Elise Blenker (1824 − 15 May 1908) was the wife of Louis Blenker, a German revolutionary officer of the years 1848/1849. Elise was also actively involved in various actions of the German revolutions of 1848–49 in the Palatinate and in Baden.

==Life in Germany==
Elise Blenker (née Aue) was born in Köthen, Saxony-Anhalt. She was the daughter of an evangelical pastor, Johann Christian Aue. In 1843 she married the former Uhlan officer, Louis Blenker, in Worrms in the Grand Duchy of Hesse. At this time Louis was running a wine trading business in Worms. In 1848, he became a colonel in the Worms militia. When the revolution of 1848, broke out in Baden, Elise accompanied her husband on his campaigns, partially dressed in military uniform. At this time, Elise met with other revolutionary women, including Kathinka Zitz-Halein, Emma Herwegh, Amalie Struve and Mathilde Franziska Anneke. On 20–21 May Elise and her husband took part in an unsuccessful attack on Landau. She also played a decisive role in the plundering of the Castle of Eberstein in Baden.

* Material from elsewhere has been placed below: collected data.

PR #89, opened 2015-08-29
Use gcsa + xg in mapper

ekg:
To comment on changes.

### DIFF
--- a/mapper.cpp
+++ b/mapper.cpp
@@ -2,9 +2,10 @@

==Life in the United States==
After the suppression of the revolution, Elise was compelled to flee with her husband, first to Switzerland, and then in 1850 to the United States. With her father's help, Elise and Louis built a new life in Rockland County, where they ran a dairy farm. Together Elise and Louis had four children (three daughters and a son).
Upon the outbreak of the Civil War in 1861 Louis organized the 8th New York Volunteer Infantry Regiment, of which he became colonel. For his gallantry at Bull Run he was raised to the rank of brigadier general of volunteers. In October 1863 Louis died of injuries sustained while with his command at Warrenton, Virginia, leaving Elise and their children in poverty. Elise was unable to cover the cost of his funeral, and had to turn to friends and family for help. Her widow's pension was later increased from 30 to 50 US dollars a month.

Elise Blenker died on 15 May 1908 in her daughter's house in Mount Vernon (New York).